> Action item
Your response should contain every record below, copied exactly.

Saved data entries

_ _ _ _

PR #777, opened 2022-11-25
Replace @rsuite/icons with better solution

antkiewiczk:


docs/README.md
```diff
@@ -178,6 +178,32 @@ To give further control over the content of HTML block, whitelisting certain tag
...
 
+### Icon Library
+
+The icon library used throughout the editor is react-icons. https://react-icons.github.io/react-icons
+
+It's a great library created reasonably long time ago, with a good support, that includes few of the most widely used icon packages, all for free.
+For consistency, we decided to only use one of the icon sets in our project, and we chose material-icons from Google.
+- it contains lots of icons
+- it utilizes ES6 imports that allows us to include only the icons that we are using in our project
+- it's free
```
michael-scheurer, line 189: Does free mean open source?

docs/README.md
```diff
@@ -178,6 +178,32 @@ To give further control over the content of HTML block, whitelisting certain tag
 
 We have, however, to be aware that it's almost impossible to be 100% sure that none of the code displayed as custom HTML is dangerous.
 
+### Icon Library
```
michael-scheurer, line 181: Documentation is great!

packages/editor/src/client/api/index.ts
```diff
@@ -117,7 +117,7 @@ export type ArticleRevision = {
   canonicalUrl?: Maybe<Scalars['String']>;
   url: Scalars['String'];
   image?: Maybe<Image>;
-  authors: Array<Maybe<Author>>;
```
michael-scheurer, line 120: We shouldn't have any changes in this file, shouldn't we?

michael-scheurer (changes requested):
Thanks for implementing. Looks super good. Before approving this PR, I would like to have a look in a deployed version.

packages/editor/src/client/api/index.ts
Itrulia: The 8.1.0 release was missing the generation of these files which is the reason why

Itrulia (approved):

michael-scheurer (approved):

_ _ _ _

> Your solution
PR #777, opened 2022-11-25
Replace @rsuite/icons with better solution

antkiewiczk:


docs/README.md
```diff
@@ -178,6 +178,32 @@ To give further control over the content of HTML block, whitelisting certain tag
...
 
+### Icon Library
+
+The icon library used throughout the editor is react-icons. https://react-icons.github.io/react-icons
+
+It's a great library created reasonably long time ago, with a good support, that includes few of the most widely used icon packages, all for free.
+For consistency, we decided to only use one of the icon sets in our project, and we chose material-icons from Google.
+- it contains lots of icons
+- it utilizes ES6 imports that allows us to include only the icons that we are using in our project
+- it's free
```
michael-scheurer, line 189: Does free mean open source?

docs/README.md
```diff
@@ -178,6 +178,32 @@ To give further control over the content of HTML block, whitelisting certain tag
 
 We have, however, to be aware that it's almost impossible to be 100% sure that none of the code displayed as custom HTML is dangerous.
 
+### Icon Library
```
michael-scheurer, line 181: Documentation is great!

packages/editor/src/client/api/index.ts
```diff
@@ -117,7 +117,7 @@ export type ArticleRevision = {
   canonicalUrl?: Maybe<Scalars['String']>;
   url: Scalars['String'];
   image?: Maybe<Image>;
-  authors: Array<Maybe<Author>>;
```
michael-scheurer, line 120: We shouldn't have any changes in this file, shouldn't we?

michael-scheurer (changes requested):
Thanks for implementing. Looks super good. Before approving this PR, I would like to have a look in a deployed version.

packages/editor/src/client/api/index.ts
Itrulia: The 8.1.0 release was missing the generation of these files which is the reason why

Itrulia (approved):

michael-scheurer (approved):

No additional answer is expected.